The Luxury Giant's China Nightmare

Hermès — the French luxury house behind the Birkin bag and some of the world's most coveted fashion — spent years fighting in Chinese courts to reclaim its own Chinese brand name. A Chinese company had registered the Chinese transliteration "Ai Ma Shi" (爱马仕) and was openly selling products under that name.

For a brand built on exclusivity and heritage, having a Chinese company freely using its Chinese name was more than a legal problem — it was a direct threat to brand value.

What Happened

A Chinese company registered "Ai Ma Shi" (爱马仕) — the widely recognized Chinese name for Hermès — as a trademark in China. The company then operated openly, selling products under this name to Chinese consumers who associated it with the French luxury house.

Hermès had been using its Chinese name in marketing and communications but had not secured the trademark registration in China. When they tried to register, they found it was already taken.

The dispute went through multiple levels of Chinese courts over several years:

Initial challenges: Hermès argued that its Chinese name was well-known globally and that the Chinese registration was made in bad faith.

The complication: China's trademark system doesn't automatically protect unregistered foreign marks unless they qualify as "well-known trademarks" — a high evidentiary bar that requires extensive proof of fame in China.

The outcome: After years of litigation, Hermès eventually succeeded in invalidating the squatter's registration, but the process was lengthy, expensive, and uncertain.

Key Lessons

1. Even the biggest brands are vulnerable. Hermès is one of the most recognized luxury brands in the world. Yet even they couldn't prevent a squatter from registering their Chinese name.

2. "Well-known trademark" status is hard to prove. China recognizes well-known trademarks (驰名商标) that can override prior registrations, but proving well-known status requires extensive evidence of fame, advertising spend, and consumer recognition within China.

3. Chinese names matter for luxury brands. Chinese consumers have strong relationships with Chinese brand names. If a squatter owns your Chinese name, you risk losing brand control in your most important growth market.

4. Years of litigation drain resources. Even for Hermès, the legal battle consumed years of management attention and legal fees. For smaller luxury brands, such a fight could be existential.
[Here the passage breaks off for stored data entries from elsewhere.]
PR #4202, opened 2025-03-30
Lock io within printpkgstyle to avoid print tearing

IanButterworth:
This was sometimes breaking up printing so the test failed. i.e.
```
Installed 2025-03-29T21:02:12.769
artifact FFMPEG                10.6 MiB
```

### DIFF
--- a/src/utils.jl
+++ b/src/utils.jl
@@ -1,7 +1,8 @@
+# "Precompiling" is the longest operation
+const pkgstyle_indent = textwidth(string(:Precompiling))
 
 function printpkgstyle(io::IO, cmd::Symbol, text::String, ignore_indent::Bool=false; color=:green)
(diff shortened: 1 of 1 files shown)


IanButterworth:
I guess `printpkgstyle` could have been more robust against this, by not yielding the io between these two prints, but I'm not sure how to achieve that

https://github.com/JuliaLang/Pkg.jl/blob/07235d0e9a4bc75ddcb36eff6165806cec78b049/src/utils.jl#L5-L6

DilumAluthge:
Is there a way for us to "lock" the `io`?

IanButterworth:
Yeah, TIL https://github.com/IanButterworth/julia/blob/a046da5f259f74011d5dab6716ac9c9fbe4424d7/base/strings/io.jl#L32-L40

5. Register early, register everything. Hermès should have registered its Chinese name the moment it began using it in any Chinese-language context. Prevention is always cheaper than litigation.

The Bottom Line

Luxury brands depend on exclusivity and control. Having a third party use your Chinese name — even selling different products — dilutes brand value and confuses consumers. Hermès eventually won, but the years of uncertainty and legal costs were entirely avoidable.